News last update:6 Aug 2012

Phosphate crisis demands more phytase

Microbial phytases have been used for almost 20 years in animal nutrition to release plant-bound phytate phosphorous. Phytases become more important as phosphates become scarcer.

Phytases in diets for monogastric animals can contribute significantly to overcome the current shortage in feed phosphates, according to The European Feed Additives and Premixtures Association (FEFANA). At present in most of feeds standard phytase dose rates are used to replace up to 4.4 kg MCP or 6.4 kg DCP. As shown in numerous trials, increasing phytase above these standard levels, which is already authorized under EU law, can allow higher amounts of inorganic phosphates to be substituted.

Overcome shortages
The overall use of microbial phytases in monogastric feed, combined with an increase in dose rates, are an attractive option to supply more digestible phosphorous to livestock and to overcome the shortage in mineral phosphates without imposing an additional risk to the environment and the food chain.
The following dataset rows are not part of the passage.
PR #2556, opened 2023-12-31
Allow Portable Installs

RicardoLuis0:
This allows data to be stored in a `PortableAppdata` folder instead of in `persistentDataPath` if an empty `Portable.txt` file is in the same folder as the executable. If the install is portable, it also 
opens the browse window on the exe folder and stores paths as relative in the ini.


KABoissonneault:
I've seen a few people comment that this change would be useful to them, so we should probably review this. 
I don't know about asking users to create a dummy file to enable the feature, but I'm admittedly not familiar with how this is usually done - I assume through an installer wizard setting that does something similar.
I think the feature might be good for now, I just need to find the best way to test that no outside files get created. We can figure out about the user experience enabling this later

RicardoLuis0:
from what i've checked when writing it, everything that fetches/stores data goes through `PersistentDataPath`/`MyDaggerfallPath`/`MyDaggerfallUnitySavePath`/`MyDaggerfallUnityScreenshotsPath`, which i've addressed, but if i've missed something, it should be simple enough to add

Assets/Scripts/Game/UserInterface/FolderBrowser.cs
```diff
@@ -166,7 +166,22 @@ void Setup()
...
+            
+            if(DaggerfallUnity.Settings.PortableInstall)
+            { // start browsing from exe path for portable installs
+                currentPath = AppDomain.CurrentDomain.BaseDirectory;
+                if(SystemInfo.operatingSystemFamily == OperatingSystemFamily.Windows)
+                {
+                    var drive = Path.GetPathRoot(currentPath);
+                    driveList.SelectIndexSilent(drives.FindIndex( d => d == drive ));
+                }
+                UpdatePathText();
```
KABoissonneault, line 178: I'm not sure this is behaving properly. 

image

The ".." item is missing (probably because you made the "SelectIndex" silent and FolderList_OnUseSelectedItem could not add it). This probably needs to be added manually.

KABoissonneault (changes requested):
Initial selection should have a way to back out of the current folder

KABoissonneault (approved):

KABoissonneault (changes requested):
This change mostly works as expected now. Except, we still generate a Player.log in the AppData folder, Unity's idea of the Persistent Path. I'm testing some workarounds, but until we resolve that, I think this PR fails at achieving the goal of not modifying the environment outside the installation

KABoissonneault:
I've updated this feature with the new "DaggerfallUnityApplication", so that log files are properly in the portable settings folder. The feature should be good to go.

KABoissonneault (approved):

KABoissonneault:
Actually, one thing about this feature is that it saves the Daggerfall install and the save/screenshot folders as relative. However, I don't think we should do that if those folders are outside the DFU installation. Relative for inner folders is fine, since we want them to relocate if users move those folders. Gonna rework the feature to actually check for that before saving as relative.

Note that it's already possible to put your DF installation under StreamingAssets/GameFiles.

RicardoLuis0:
> Relative for inner folders is fine, since we want them to relocate if users move those folders.

ah, sorry, i didn't take into account that someone might do that 😅 (point it to an outside folder)

KABoissonneault:
In addition to the changes described above, I've reverted the changes to the FolderBrowser (and associated changes to ListBox.cs). The change was made with the idea that people would use this to embed their DF install into the DFU installation, but the proper way to do this is to put the DF install in StreamingAssets/GameFiles. There is no reason to make the FolderBrowser behave differently otherwise.

I have a test Win64 build here for reviewers, with the Portable.txt file already included. Simply run it, it shouldn't affect your global DFU settings at all.
https://mega.nz/file/f1Z0lJaQ#dpJYkImQhRX4NczAmkSshuWzvVWquAKm86eM1nJQzGs

KABoissonneault (approved):

KABoissonneault:
I'd really like to get this merged for the v1.1.1 official release soon. I have demo builds you can download, should be really easy to test

Jagget (approved):

Issue #2560, opened 2024-01-04
Advanced climbing bug - possible cause


red-moss2:
**Describe the issue**

As I understand it, climbing makes frequent checks involving Climbing skill and STR when in climbing mode, and will cause the player to fall if the check fails. So, if I have a character with say 11% Climbing and a STR of 43, my observed behaviour is trying to climb the face of a large house will see my character constantly slip down, reflecting my poor ability.

However, with Advanced Climbing System enabled, although initially it seems to honor the above system, after doing a bit of climbing your character is able to climb freely without any future fear of falling.

I think I have pinpointed the issue. If you start a new character with ACS enabled, your first attempt at climbing by going straight up a wall should behave as expected, your character will slip consistently. It seems however, that if you manage to complete an entire climb, the game stops making future slip checks thus making you a god-tier climber forever.

Looking at the code it is a feature that hanging doesn't do checks, which is fine. I think that it's completing a climb is what might be breaking future checks in ACS. Specific repro steps below.

**To Reproduce**

1. Enable ACS
2. Enable Start outside of Privateer's Hold option
3. Start a new game
4. Choose a character, I went High Rock, Male, Mage, Fast Start
5. Put all your points in anything but STR and Climbing so you end up with a character of about STR 50, Climbing 11% (i.e. quite weak)
6. Fast travel to Gothway Garden
7. Try and climb one of the bigger buildings by just going straight up, holding the move forwards key down but do not let go
8. You will observe that your character keeps slipping repeatedly, as expected from vanilla behaviour
9. Now, try a fresh climb somewhere and complete it
10. All future climbing will now be flawless

**Expected behavior**

With ACS turned on, we should still see weak climbers constantly slip and fall when they are doing anything except hanging, even after their first successful climb.

**Desktop (please complete the following information):**

 - OS: Windows
 - Version: 1.0.0

KABoissonneault:
I can confirm I can reproduce the issue. This code hasn't been touched for at least four years, and has lots of "TODOs" left. I'll try adding some debugging visualization and see where the issue is

KABoissonneault:
![image](https://github.com/Interkarma/daggerfall-unity/assets/5789925/ca2dabe5-71d5-45fd-9105-59ea0d4283c3)

Yeah as suspected, the code has an override for stopping the skill check once you're hanging at the top, but never turns it off.
The override stays on if you reload to a save before climbing (so it is not affected by save/load).
But goes back to false if you reboot the game.

[...]

PR #2561, opened 2024-01-04
Fix for Advanced Climbing bug #2560

KABoissonneault:
Issue at #2560 

Fixed "overrideSkillCheck" not being turned off after being done Climbing. 
overrideSkillCheck is used in the transition from wall to the floor above it, and should only be true during that automatic movement.

image

Moved "ClearStateOnRestore" to always run on restore, not just when climbing with Advanced.

The second fix is not strictly required, but seems cleaner. No risk of regression, since non-advanced climbing should have no expectation of state if saving/reloading during climbing (it's supposed to drop the moment you let the key go).

### DIFF
--- a/Assets/Scripts/Game/Player/ClimbingMotor.cs
+++ b/Assets/Scripts/Game/Player/ClimbingMotor.cs
@@ -1,11 +1,10 @@
 using UnityEngine;
-using System;
-using System.Collections;
 using DaggerfallConnect;
 using DaggerfallWorkshop.Game.Utility;
 using DaggerfallWorkshop.Game.Formulas;
 using DaggerfallWorkshop.Game.Serialization;
-using FullSerializer;
+using Wenzil.Console;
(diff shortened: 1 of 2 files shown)


KABoissonneault:
Things not in the PR but I'm considering:
- the debug hud (I think a setup like this could be useful for future debugging, given that a lot of things we're working with are not from the original implementors)
- a cheat code for flawless climbing (maybe some people will be disappointed that their low climb character falls off much more often now)

Interkarma:
All good if you want to include the debug HUD or a flawless climbing cheat, either in this PR or separate PRs.

Good point on low climb characters being disappointed with the fix.

numidium:
I tested this on my end. My character slips when doing long climbs as expected but if I stop mid-climb, move sideways, and continue moving up and down then I can scale a building like a spider indefinitely without slipping. Not sure if this is intentional.

numidium (approved):

Interkarma (approved):

PR #2562, opened 2024-01-08
Add shading mechanism to first-person graphics

DunnyOfPenwick:
Adds public Tint properties to first-person graphical components so that mods can manipulate the shading.

### DIFF
--- a/Assets/Scripts/Game/FPSWeapon.cs
+++ b/Assets/Scripts/Game/FPSWeapon.cs
@@ -105,6 +105,8 @@ namespace DaggerfallWorkshop.Game
 
         public WeaponStates WeaponState { get { return weaponState; } }
 
+        public Color Tint { get; set; } = Color.white;
+
         #endregion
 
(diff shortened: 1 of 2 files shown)


KABoissonneault:
Is this easily customizable to get a different tint per weapon type and per transport type? From what I understand, you currently only have one tint for the whole manager. But this would make sense if there's an event mods can react to when players select a specific weapon or transport

DunnyOfPenwick:
This change is to support a mod I made a year ago but haven't published due to lack of core code support.
The mod shades weapons/horses to match local lighting conditions, e.g. if the player is standing in darkness, their weapon will be tinted black.

KABoissonneault:
Ah I see, so those changes are always "global" to all weapons/transports. Makes sense, if you wanted to treat different weapons differently, you'd just change that texture's colors

KABoissonneault (approved):

Interkarma (approved):

PR #2563, opened 2024-01-08
Enemy component access

DunnyOfPenwick:
Replaces some method calls in enemy components with delegates so mods can inject additional logic.

Also includes a change to prevent player allies from attacking pacified creatures. (EnemySenses)
Also changes ApplyGravity in EnemyMotor to allow enemies to slowfall.
Also adds option to base enemy spell cost on enemy skills rather than player skills. (EntityEffectManager)

### DIFF
--- a/Assets/Scripts/Game/EnemyMotor.cs
+++ b/Assets/Scripts/Game/EnemyMotor.cs
@@ -325,7 +325,7 @@ namespace DaggerfallWorkshop.Game
         void ApplyGravity()
         {
             // Apply gravity
-            if (entity.IsSlowFalling && !flies && !swims && !controller.isGrounded)
+            if (entity.IsSlowFalling && !flies && !swims && !controller.isGrounded && !IsLevitating)
             {
                 Vector3 velocity = controller.velocity * 0.97f; //gradually slow x/z movement
                 velocity.y = -1; //slow downward fall
@@ -344,10 +344,7 @@ namespace DaggerfallWorkshop.Game
                     CanAct = false;
             }
 
-            if (IsLevitating || entity.IsSlowFalling)
-                LastGroundedY = transform.position.y;
-
-            if (flyerFalls && flies && !IsLevitating)
+            if (flyerFalls && flies && !IsLevitating && !entity.IsSlowFalling)
             {
                 controller.SimpleMove(Vector3.zero);
                 Falls = true;
@@ -1418,6 +1415,9 @@ namespace DaggerfallWorkshop.Game
             // For flying enemies, "lastGroundedY" is really "lastAltitudeControlY"
             else if (flies && !flyerFalls)
                 LastGroundedY = transform.position.y;
+            else if (IsLevitating || entity.IsSlowFalling)
+                LastGroundedY = transform.position.y;
+
         }
 
         /// <summary>
--- a/Assets/Scripts/Game/EnemyMotor.cs
+++ b/Assets/Scripts/Game/EnemyMotor.cs
@@ -98,7 +98,8 @@ namespace DaggerfallWorkshop.Game
         public float LastGroundedY { get; set; }    // Used for fall damage
         public bool Falls { get; private set; }
 
-        //Delegates to allow mods to extend motor behaviour.
+        //============Delegates to allow mods to extend motor behaviour.
+        //==When setting a new handler, it may be desired to store the original and call it before/after your own logic.
         public delegate void TakeActionCallback();
         public TakeActionCallback TakeActionHandler { get; set; }
 
@@ -1412,12 +1413,11 @@ namespace DaggerfallWorkshop.Game
                 LastGroundedY = transform.position.y;
             }
             // For flying enemies, "lastGroundedY" is really "lastAltitudeControlY"
-            else if (flies && !flyerFalls)
-                LastGroundedY = transform.position.y;
-            else if (IsLevitating || entity.IsSlowFalling)
+            else if ((flies && !flyerFalls) || IsLevitating || entity.IsSlowFalling)
                 LastGroundedY = transform.position.y;
 
         }
+
 
         /// <summary>
         /// Open doors that are in the way.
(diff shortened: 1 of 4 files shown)


Assets/Scripts/Game/MagicAndEffects/EntityEffectManager.cs
```diff
@@ -316,8 +318,12 @@ public bool SetReadySpell(EntityEffectBundle spell, bool noSpellPointCost = fals
             if (spell == null || spell.Settings.Version < minAcceptedSpellVersion)
                 return false;
 
+            //By default, enemy spell costs are calculated using player-character skill levels.
```
KABoissonneault, line 321: Is this confirmed to be an original DF bug? I'd rather we just fix that. For what it's worth, we've fixed it for Dodge, and this would be a lot less controversial

DunnyOfPenwick: I brought this up on dfworkshop a while back.
See:
 https://forums.dfworkshop.net/viewtopic.php?p=64057&hilit=spell+cost#p64057

Assets/Scripts/Game/EnemyMotor.cs
```diff
@@ -309,22 +325,32 @@ void KnockbackMovement()
         void ApplyGravity()
         {
             // Apply gravity
-            if (!flies && !swims && !IsLevitating && !controller.isGrounded)
+            if (entity.IsSlowFalling && !flies && !swims && !controller.isGrounded)
+            {
+                Vector3 velocity = controller.velocity * 0.97f; //gradually slow x/z movement
```
KABoissonneault, line 330: Where does this code come from? I thought this was moved from somewhere else, but I can't find it. Is this some mod code you accidentally slipped here, or an intended feature of the PR?

DunnyOfPenwick: It's an intended feature of the PR.
There wasn't any logic in ApplyGravity to handle enemy slowfalling so I added it in.

DunnyOfPenwick: I think I copied the logic from the player motor.

KABoissonneault: I feel like your implementation is a bit too specific for general DFU code. Mostly the part where it slows horizontal movement by 3% every frame. The fall speed is probably debatable too.

I get it's probably a bit hard to add through a mod otherwise... but it could be an event at this point.

I do think it's fine for the "lastGroundedY" to be updated every frame while slow falling otherwise, that should be how it works in all cases.

DunnyOfPenwick: DFU does not currently allow enemies to slowfall, only fly.
In the base game, enemies don't have slowfall in their spellbooks, so it doesn't factor in.
If a mod (like mine) applies a slowfall effect to an enemy or adds it to their spellbook, it would be completely ineffective.

Assets/Scripts/Game/EnemySenses.cs
```diff
@@ -184,8 +183,37 @@ public float TargetRateOfApproach
...
+        public BlockedByIllusionEffectCallback BlockedByIllusionEffect { get; set; }
+
+        public delegate bool CanSeeTargetCallback(DaggerfallEntityBehaviour target);
+        public CanSeeTargetCallback CanSeeTarget { get; set; }
+
+        public delegate bool CanHearTargetCallback();
+        public CanHearTargetCallback CanHearTarget { get; set; }
+
+        public delegate bool CanSeePlayerLightCallback();
+        public CanSeePlayerLightCallback CanSeePlayerLight { get; set; }
```
KABoissonneault, line 206: I like the extra feature for detecting players, but I don't see why it should have the name "light". It's probably how your mod is going to use it. However, other mods might run other kinds of checks there.

I'm fine with it if you can rename it to something like "CanSeePlayerExtra" or "CanSeePlayerOther"

Assets/Scripts/Game/EnemySenses.cs
```diff
@@ -624,7 +655,7 @@ public bool StealthCheck()
             return Dice100.FailedRoll(stealthChance);
         }
 
-        public bool BlockedByIllusionEffect()
+        public bool BlockedByIllusionEffectDefault()
```
KABoissonneault, line 658: I'm a bit bothered by the change of a public API. After 1.0, this should generally be unacceptable. However, I doubt any mod is using this specifically when none of the other functionality is exposed.

KABoissonneault:
I'm almost ready to accept this, if not for the CanSeePlayerLight comment

KABoissonneault (approved):

Assets/Scripts/Game/EnemySenses.cs
DunnyOfPenwick: Yes, that is oddly specific.  I'm changing it to CanDetectPlayerOther().

Assets/Scripts/Game/EnemySenses.cs
DunnyOfPenwick: Oops, I didn't notice that was a public API.  I could revert the method name and rename the member if need be.

Assets/Scripts/Game/EnemySenses.cs
DunnyOfPenwick: I changed it again to CanDetectOtherwise and removed the player-specific check.

Assets/Scripts/Game/EnemySenses.cs
DunnyOfPenwick: I reverted the method name back to BlockedByIllusionsEffect.

Assets/Scripts/Game/EnemyMotor.cs
```diff
@@ -1385,11 +1409,14 @@ void ApplyFallDamage()
                     }
                 }
 
-                lastGroundedY = transform.position.y;
+                LastGroundedY = transform.position.y;
             }
             // For flying enemies, "lastGroundedY" is really "lastAltitudeControlY"
             else if (flies && !flyerFalls)
```
KABoissonneault, line 1415: Now I feel I gotta nitpick and ask you to put write this as `if((flies && !flyerFalls) || IsLevitating || entity.IsSlowFalling)`

DunnyOfPenwick: Done.

KABoissonneault (approved):

Interkarma (approved):

PR #2566, opened 2024-01-26
Fix typo that breaks 3d object scaling in RMBLayout.cs

drcarademono:
Modders working with RMBs have known for a long time that rescaling 3d objects will break them. Either the scale will be wrong or objects will disappear entirely when scaled. The screenshot below demonstrates this bug with a modded RMB but otherwise unmodded game:
Screenshot from 2024-01-25 20-58-56

This bug turns out to be caused by a typo in the GetModelScaleVector method, in which obj.ZScale is incorrectly set to obj.YScale on line 76. Correcting this typo fixes the scaling bug:
Screenshot from 2024-01-25 20-57-23


drcarademono:
Grep searching for the string "Scale" in a folder with all RMB jsons extracted from DF data shows that vanilla Daggerfall objects are never scaled at all. This change should only affect modded RMBs.

KABoissonneault (approved):

numidium (approved):

PR #2570, opened 2024-02-01
RmbBlockEditor file cleanup

KABoissonneault:
This is what appears in my Git status when I checkout master and open Unity now

image

I wish I'd caught this before merging the PR.

Just adding the meta files with default values - if anything else was intended, it should be fixed by whoever knows what these files should have.

I'm adding Editor settings to the .gitignore. I figure these files should be local to each repo


Jagget (approved):

petchema:
Mmmh so far we've committed *.meta files in the repository, and personally I think it would be safer in the long run to also commit those (even if right now it will raise merge conflict for some), say if we want to tweak the metas of the PNG files. 
Not sure what those *.json files contain though (buildings-catalog.json etc)

KABoissonneault:
> Mmmh so far we've committed *.meta files in the repository, and personally I think it would be safer in the long run to also commit those (even if right now it will raise merge conflict for some), say if we want to tweak the metas of the PNG files. Not sure what those *.json files contain though (buildings-catalog.json etc)

And I am, for files which are persistent. 

Settings are trickier, they only get created after usage. These would get lots of local changes, so even if I committed an empty version of those files, they would show in the Git status after usage without any intention of actually committing them to the repo. I think .gitignore for any settings is fine (I'd even add ProjectSettings/EditorSettings.asset to be honest, it's a permanent change for me).

Podleron:
Ah, hold on, you've actually added the meta files, not removed them.
I thought that any generated files should not be included in the code, but to be honest I don't know enough about them and what they do exactly. I will go read up on it and in the meantime the change is ok by me.

Podleron (approved):

KABoissonneault:
@petchema You think you could approve the PR? You're one of the few people who count for the "2 approving reviews" requirements (sorry Podleron, you don't have write access to this repo).

I wouldn't say no to some of my other PRs too :P

petchema (approved):
LGTM

Interkarma (approved):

The significant reduction in phosphorus and trace element excretion by the animals would also be relevant.

Increased demand
The current scarcity of feed phosphates seems to find its roots in several factors.One factor is the new demand for biofuel crops, which has led to a sharp increase in the acreage of cereal crops being planted, and consequently in the amount of fertiliser being used. Secondly, the increased standard of living in countries such asIndia and China comes with all kinds of side-effects. For instance, more people can afford to use commercial washing powders, and since phosphates are used in washing powder, this represents an additional requirement for a product that is already in short supply. Also the rock phosphate reserves in Morocco and Tunisia are running low; some scientists are warning that this could happen in less than a hundred years.